My Favorite Books of 2016
It’s been a weird, long year. Fortunately, it hasn’t been devoid of simple pleasures, as I’m reminded while perusing my reading list for 2016. A great many of the books I read this year were delightful. You Are What You Love by James K.A. Smith tops that list. The Justice Calling by Bethany Hanke Hoang and Kristen Deede Johnson is another, as is Rich Mouw’s timely new intellectual memoir. I was also floored by Dennis Covington’s Salvation on Sand Mountain, though I was admittedly late to the snake-handling party on that one.
In retrospect, it was an especially memorable year for music books, which had a lot to do with months of eager anticipation for Oldchella. In preparation for the “catch ‘em before they croak” festival, I read John McMillian’s Beatles vs. Stones, which had grabbed my attention during a visit to Posman Books in Chelsea last December. At the recommendation of my uncle Larry, I deepened my Bob Dylan nerdom by reading the wonderful Dylan Goes Electric!, which happens to be about much more than the fateful night of July 25, 1965 at the Newport Folk Festival. And while it wasn’t exactly a literary highlight, I read the weird and rambling Waging Heavy Peace, which I reviewed on Goodreads thusly: “Neil Young is a masterful songwriter. Unfortunately, he’s a very bad book writer, and it took a great deal of perseverance to get through this one.”
Unrelated to Oldchella, I devoured Robert Hilburn’s magisterial Johnny Cash: The Life, followed by Forever Words, the newly released collection of Cash’s poetry. And let’s not forget the first volume of Nothing But Love in God’s Water by Robert Darden, which traces the history of old African-American spirituals up to the role of sacred music in the civil rights movement.
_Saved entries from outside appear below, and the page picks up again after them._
PR #678, opened 2016-05-11
Fix Bokeh QuadMesh example

philippjfr:
I've updated the index of the Bokeh Elements tutorial to indicate it's supported. Additionally I'm now raising an SkipRendering error for non-rectangular QuadMeshes which are not yet supported.


philippjfr:
Ready to merge.

PR #679, opened 2016-05-11
Fixed all flake8 warnings

jlstevens:
Title says it all. Let's try not to introduce any flakes before the release!


philippjfr:
Looks like that caught a few bugs. Tests passed, merging.

PR #680, opened 2016-05-11
Removed BackendError and replaced single usage with SkipRendering

philippjfr:


jlstevens:
This is exactly the change I was expecting. I'm tempted to merge right away but I suppose I should wait for the tests...

jlstevens:
I'm going to take a risk and merge it now - I'm pretty certain it is fine. I'll make sure it goes green on master though...

PR #683, opened 2016-05-11
Fixed initial frame Renderer bounding box calculation

philippjfr:
Very annoying the bounding box calculation has been broken for the initial frame for a while. I assume this will change some test data as well. The regression occurred in this commit: https://github.com/ioam/holoviews/commit/637fe63a475943e03be57a41db6fc62d6de394e1


philippjfr:
PR build passed, ready to merge.

PR #1836, opened 2017-08-31
Histogram improvements

philippjfr:
Cleaned up and made various outstanding fixes for PR https://github.com/ioam/holoviews/pull/1784.

### DIFF
--- a/holoviews/operation/element.py
+++ b/holoviews/operation/element.py
@@ -12,7 +12,8 @@ from param import _is_number
 from ..core import (Operation, NdOverlay, Overlay, GridMatrix,
                     HoloMap, Dataset, Element, Collator, Dimension)
 from ..core.data import ArrayInterface, DictInterface
-from ..core.util import find_minmax, group_sanitizer, label_sanitizer, pd, basestring
+from ..core.util import (find_minmax, group_sanitizer, label_sanitizer, pd,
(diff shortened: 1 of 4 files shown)


philippjfr:
@jlstevens I've now got this passing. Do you still want a ``label_format`` parameter as you suggested in the original PR?

jlstevens:
I still think the ``label_format`` idea is a good one, so it would be nice to include if it doesn't add too much additional work.

philippjfr:
Not sure I like ``label_format`` for this, since it's the value dimension label but could be confused with the regular ``label``. Not sure I have much better suggestions though since I don't like ``vdim_label``.

jlstevens:
So your issue is not with the idea, just the parameter name? How about``binned_format`` or ``aggregate_label`` or something like that?

philippjfr:
``frequency_format`` is probably the most correct. Is that too long?

jlstevens:
It is a bit long but I think it is ok. I'll try to think of something shorter but if I can't come up with anything, it will do.

philippjfr:
Actually I probably prefer ``frequency_label``.

philippjfr:
Tests are now passing (apart from a single transient), so I'll merge. @timothydmorton Thanks again for contributing, sorry this took so long to merge but it'll be in the next release.

PR #1841, opened 2017-09-03
Completely remove NdElement

philippjfr:
We originally added a deprecation warning whenever an NdElement is constructed in v1.7. Removing it as part of v1.9 therefore seems safe. Will be very glad to finally be rid of it.


philippjfr:
@jlstevens Ready when tests pass (which they are). So happy about this :fire: :fire: :fire:

jlstevens:
Hoorah! 

This signals the end of the reign of ``NdElement`` and the dawn of the age of data interfaces! :-)

PR #1845, opened 2017-09-03
Disable reorderable option on bokeh TablePlot

### LINKED ISSUE #1844: Table broken with bokeh 0.12.7
When displaying a Table with bokeh 0.12.7 I currently see the following error:

```
Javascript error adding output!
Error: SlickGrid's 'enableColumnReorder = true' option requires jquery-ui.sortable module to be loaded
See your browser Javascript console for more details.
```

philippjfr:
Fixes #1844, which is a compatibility issue with bokeh 0.12.7 caused by removing jQuery-UI from bokeh. Disabling reordering which isn't hugely useful anyway fixes it.


jlstevens:
Looks like a simple but necessary fix. Merging.

PR #1848, opened 2017-09-04
Bugs in bokeh Arrow implementation.

philippjfr:
When the number of Arrow Elements in an NdOverlay exceeds the ``legend_limit`` this condition would generate an error.


jlstevens:
Simple fix. Merging.

PR #1865, opened 2017-09-11
Fix for bokeh BoxWhiskerPlot category factor handling

philippjfr:
Fixes bug in bokeh BoxWhiskerPlot when one categorical dimension is used.


jlstevens:
Thanks. As this case wasn't caught by earlier tests it won't be caught now so there is no point waiting. @philippjfr That said, we should make sure to test this case in a later PR!

Merging.

PR #1872, opened 2017-09-12
Correctly handle invert_x/yaxis options on Image/RGB

philippjfr:
As reported in https://github.com/ioam/holoviews/issues/1853 (although that's not the right issue), Image and RGB currently do not handle the invert_xaxis and invert_yaxis options correctly.


philippjfr:
Ready to merge.

jlstevens:
I've recently bumped into this issue myself so it is good to see it fixed. Merging.

PR #1873, opened 2017-09-12
Fixed wrongly inherited code on Pointer callbacks

philippjfr:
The PointerX and PointerY callbacks are wrongly inheriting JS code that is meant only for the PointerXY callback.


jlstevens:
The code is a bit redundant but that is better than trying to parameterize for just two cases ('x' and 'y'). Merging.

PR #1874, opened 2017-09-12
Fixed bug inverting categorical axes

philippjfr:
The ``_get_factors`` returns the categorical factors for the axes and inverts them if ``invert_axes=True``. Since coords is a generator inverting it requires that it is a tuple or list not a generator, simple but important fix.


jlstevens:
Explanation makes sense. Merging.

PR #1875, opened 2017-09-12
Added support for initial_hooks to bokeh

philippjfr:
Matches the initial_hooks plot option that we've had in matplotlib for a long time.


jlstevens:
Maybe this is an opportunity to document an ``initial_hooks`` example in the user guide for both matplotlib and bokeh? We have the 'Plotting with matplotlib' and 'Plotting with bokeh' user guides iirc...

jlstevens:
@philippjfr Do you not like this idea anymore? This PR languished but the ideas seemed sound enough...

philippjfr:
I've never really used initial_hooks and they don't actually make much sense for bokeh since *I think* in matplotlib they are usually used to modify the Figure or axes in some way before artists start drawing on them.

PR #1876, opened 2017-09-12
Cleaned up Element range handling

philippjfr:
As described in https://github.com/ioam/holoviews/issues/1870, QuadMesh is currently not handling explicitly set dimension ranges. This PR adds a utility to combine the data range with the dimension ranges and uses it in various Element.range implementations.

### DIFF
--- a/holoviews/core/util.py
+++ b/holoviews/core/util.py
@@ -710,6 +710,18 @@ def max_range(ranges):
         return (np.NaN, np.NaN)
 
 
+def dimension_range(lower, upper, dimension):
+    """
+    Computes the range along a dimension by combining the data range
+    with the Dimension soft_range and range.
+    """
+    lower, upper = max_range([(lower, upper), dimension.soft_range])
+    dmin, dmax = dimension.range
+    lower = lower if dmin is None or not np.isfinite(dmin) else dmin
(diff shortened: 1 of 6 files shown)


holoviews/core/util.py
```diff
@@ -710,6 +710,18 @@ def max_range(ranges):
         return (np.NaN, np.NaN)
 
 
+def dimension_range(lower, upper, dimension):
+    """
+    Computes the range along a dimension by combining the data range
+    with the Dimension soft_range and range.
+    """
```
jlstevens: I would be surprised if we don't have very similar logic to this somewhere else in holoviews already...

jlstevens: I see you replaced two chunks of code with this utility below, is that everywhere this utility could be used?

jlstevens:
Looks good. 

It would be good if you could check that ``dimension_range`` can't be used in more places (I suspect so, but I might be wrong!). Otherwise happy to merge.

philippjfr:
I think this was long overdue tbh, there were various inconsistencies in the implementations.

jlstevens:
Tests are green, if you think you've used this new utility everywhere that makes sense, I'm happy to merge.

philippjfr:
Yes, that's every single range implementation now.

PR #2805, opened 2018-06-14
Do not sort data in Violin and BoxWhisker plots

### LINKED ISSUE #2792: Conversion of xarray to BoxWhisker breaks coordinate ordering
With an xarray Dataset `xarr` with a categorical coordinate `label` and a data variable `value`, I have reordered the coordinate labels to have a particular order. If I apply
```
xarr.to(hv.Scatter, [`label`], [`value`])
```
the categorical labels are in the correct order along the x-axis. If I do  
```
xarr.to(hv.BoxWhisker, [`label`], [`value`])
```
instead, then the labels appear in a different (seemingly alphabetical) order. There is a `FutureWarning` which hints at issues with preserving key order: 

```
/home/name/anaconda3/envs/tftt/lib/python3.5/site-packages/holoviews/core/data/pandas.py:130: FutureWarning: from_items is deprecated. Please use DataFrame.from_dict(dict(items), ...) instead. DataFrame.from_dict(OrderedDict(items)) may be used to preserve the key order.
  zip(columns, data)])
```

Is there a way to reorder the categorical labels of an axis post hoc?

philippjfr:
Stops the Violin and BoxWhisker plots from sorting the data on groupbys which provides a temporary fix for #2792 until we disable sorting on groupbys in general in https://github.com/ioam/holoviews/pull/2803.

- [x] Fixes #2792

### DIFF
--- a/holoviews/plotting/bokeh/stats.py
+++ b/holoviews/plotting/bokeh/stats.py
@@ -7,6 +7,7 @@ import numpy as np
 from bokeh.models import FactorRange, Circle, VBar, HBar
 
 from ...core.dimension import Dimension
+from ...core.ndmapping import sorted_context
 from ...core.util import (basestring, dimension_sanitizer, wrap_tuple,
                           unique_iterator)
 from ...operation.stats import univariate_kde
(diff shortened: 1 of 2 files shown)


jlstevens:
Looks good as a temporary solution till the general fix is ready.

PR #2808, opened 2018-06-18
Fix for non-categorical discrete color levels in bokeh

philippjfr:
Fixes bug that was introduced in the recent PR to support color intervals. Also improves the unit test to ensure it would have caught this regression.


philippjfr:
Ready to review/merge.

jlstevens:
Looks good. Merging.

So, so good.
Switching gears, I received further confirmation that I’d married well when Katie gave me two baseball books for Valentine’s Day. One of them in particular, The Glory of Their Times, was a real treat for this baseball history buff, just in time for the start of Spring Training. Soon afterward, thanks to a tip from my architect friend Nick, I read an obscure, out-of-print book called City Baseball Magic. It was written in 1989 by Philip Bess, who teaches architecture and urban design theory at Notre Dame, and who also happens to be a baseball fan. I loved everything about the book except its length – 64 pages went way too fast! While we’re still on the subject of baseball (thanks for bearing with me), I’d be remiss not to mention the late relief pitcher Dan Quisenberry’s appropriately quirky book of poems, as well as Shipwrecked, a “peoples’ history” of my beloved, but generally terrible, Seattle Mariners.
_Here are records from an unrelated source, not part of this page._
PR #2812, opened 2018-06-19
Histogram enhancements

philippjfr:
Various enhancements for the histogram operation:

* Remove ``individually`` parameter which didn't do anything
* Added ``cumulative`` parameter to compute cumulative histogram (https://github.com/ioam/holoviews/issues/2811)
* Added option to pass in explicit list/array of bins
- [x] Adds unit tests

### DIFF
--- a/holoviews/operation/element.py
+++ b/holoviews/operation/element.py
@@ -495,9 +495,6 @@ class histogram(Operation):
     groupby = param.ClassSelector(default=None, class_=(basestring, Dimension), doc="""
       Defines a dimension to group the Histogram returning an NdOverlay of Histograms.""")
 
-    individually = param.Boolean(default=True, doc="""
-      Specifies whether the histogram will be rescaled for each Element in a UniformNdMapping.""")
-
     log = param.Boolean(default=False, doc="""
       Whether to use base 10 logarithmic samples for the bin edges.""")
 
--- a/holoviews/operation/element.py
+++ b/holoviews/operation/element.py
@@ -486,6 +486,12 @@ class histogram(Operation):
     bin_range = param.NumericTuple(default=None, length=2,  doc="""
       Specifies the range within which to compute the bins.""")
 
+    bins = param.ClassSelector(default=None, class_=(np.ndarray, list), doc="""
+      An explicit set of bin edges.""")
+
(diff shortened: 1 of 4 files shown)


holoviews/operation/element.py
```diff
@@ -486,6 +486,12 @@ class histogram(Operation):
     bin_range = param.NumericTuple(default=None, length=2,  doc="""
       Specifies the range within which to compute the bins.""")
 
+    bins = param.ClassSelector(default=None, class_=(np.ndarray, list), doc="""
```
jlstevens: What about tuples or pandas series? Do we want to support lots of different types or force a single type?

jlstevens:
Made one comment. Otherwise looks good.

holoviews/operation/element.py
philippjfr: I'd be okay adding tuples I suppose, although that doesn't seem particularly common.

jlstevens: We should use a known set of types for 'list-like' types. Could you open an issue about this? Doesn't need to be fixed in this PR.

philippjfr: After considering this I'm sure this makes sense tbh. It's simply too dependent on the particular use case. In many cases ndarray and lists might be used interchangeably but often supporting arrays doesn't really make sense. Then there's lists and tuples, which again can be used interchangeably in some cases but are treated completely differently in others.

I've now added tuples here, but I don't think that generalizes in any real sense.

jbednar: You're *not* sure it makes sense?

philippjfr: Right, fixed.

jlstevens: My (not particularly strongly held) opinion is that it should only support lists: ``ndarray`` depends on numpy (not a built-in) and as Philipp points out we have cases where we treat tuples and lists differently. For parameters we would often enforce lists with ``param.List`` instead of a class selector which is what would have probably made more sense here.

jlstevens: Anyway, this is a minor point which we can decide on later and fix in a subsequent PR if we want to. I'll go ahead and merge.

jlstevens:
Looks good. Merging.

PR #2824, opened 2018-06-23
Update plotly/raster.py to fix Raster for plotly

thoth291:
This should fix an issue with Raster for plotly backend which was reported here:
https://github.com/ioam/holoviews/issues/2821

### DIFF
--- a/holoviews/plotting/plotly/raster.py
+++ b/holoviews/plotting/plotly/raster.py
@@ -2,7 +2,7 @@ import numpy as np
 import plotly.graph_objs as go
 
 from ...core.options import SkipRendering
-from ...element import Image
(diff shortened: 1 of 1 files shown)


philippjfr:
LGTM, will merge when tests pass.

thoth291:
if ci would be so kind and report which of the notebooks are failing to be tested - I would probably take a look at it...
Situation is getting even more strange given that this test failure is Python3 sensitive. Python2 test is passed with no issues.

philippjfr:
Don't worry about it, don't think it has anything to do with your change.

philippjfr:
I'll merge and fix it up later if the issue persists.

PR #2829, opened 2018-06-26
Fixed bug datashading NdOverlay with datetime axis

philippjfr:
The datashading code was not converting coordinates back to datetimes when applied to an NdOverlay. This PR simply ensures the same conversion is applied as in all other cases.

- [x] Fixes https://github.com/ioam/holoviews/issues/2819
- [x] Adds unit test


jlstevens:
Looks good. Merging.

PR #2830, opened 2018-06-26
Fix for matplotlib BoxWhisker and Violin overlays

philippjfr:
The legend code in the matplotlib looks at the artist in the ``handles`` dictionary and tries to hash it in order to generate a unique legend entry for each artist. In the case of BoxWhisker and Violin elements the artist is a dictionary which cannot be hashed. This PR adds each artist to the handles separately ensuring and aliases the 'boxes' and 'bodies' artists to the 'artist' handle, which allows the legend code to correctly process the legend for these elements.

- [x] Fixes https://github.com/ioam/holoviews/issues/2826
- [x] Adds unit tests


jlstevens:
Shame you have to list the artists explicitly but this is still better than it not working. Merging.

PR #2836, opened 2018-06-27
Removed bokeh 0.12.14 streaming fix

philippjfr:
Removes a fix introduced to patch over a bug in bokeh 0.12.14 since we now require bokeh >= 0.12.15.


philippjfr:
I'll just go ahead.

PR #2837, opened 2018-06-27
Allow setting HLine/VLine level in bokeh

philippjfr:
Makes sure that the overlay zorder is respected by default but old behavior can be restored.


jlstevens:
Nice simple fix. Merging.

PR #2838, opened 2018-06-27
Improved handling of scalar and non-scalar handling in Paths

philippjfr:
Ensures that the ``DictInterface.isscalar`` function also handles object types correctly and improves handling for non-scalar values in ContourPlot.


philippjfr:
Yes, let's merge.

In an effort to better understand the little corner of the world where I live, work, and play, I picked up How to Read the American West, a coffee table-like book all about the different layers – geographic, cultural, historical, you name it – of this vast, wildly diverse part of the country we inhabit. It taught me to see the desert with new eyes. I also read two books seeking to make sense of the past, present, and future of Phoenix – Grady Gammage’s The Future of the Suburban City and Jon Talton’s A Brief History of Phoenix. Talton and Gammage come at the topic from different vantage points, and I commend the careful reading of both.
Turning my attention to the south, I also read some memorable, important books about and by our Latin American neighbors. The sociologist Christian Smith is probably best known for his later work on Moralistic Therapeutic Deism, but it turns out that earlier in his career, his research focused on Latin American social movements. Smith’s 1996 book Resisting Reagan is about three responses to the suffering and dispersion of Central Americans during the tumultuous 1980s. It’s long and academic, but I found it fascinating through and through, and it triggered my imagination as I think about a Christian response to the needs of those fleeing poverty and violence today. I also read A History of Violence by the Salvadoran journalist Óscar Martínez, which is brutal but essential reading for anyone interested in understanding what now ails the “northern triangle” of Central America. Late in the year, on a visit to our beloved Changing Hands bookstore, I picked up How to Travel Without Seeing on a whim, and it turned out to be a surprisingly fun book to read on the plane back to Pennsylvania for Thanksgiving.
Last but not least, I read something like 15 works of fiction, a healthy dose amidst all the other, well, nonfiction books. Pax, a children’s book by Sara Pennypacker, was hauntingly beautiful and I haven’t been able to shake it. Another memorable novel was Your Heart is a Muscle the Size of a Fist by Sunil Yapa. It takes place during the 1999 WTO protests in Seattle, and I read it while visiting the Emerald City over the summer, which certainly added to the emotional effect it had on me. This was also a year in which I re-read a pair of arresting novels by twentieth-century Catholic authors – The Power and the Glory by Graham Greene and Silence by Shūsaku Endō. Both feature flawed protagonists who wrestle with faith and doubt, sin and faithfulness, suffering and hope. In a year as weird and woeful as this one has been in so many ways, both novels rang especially true.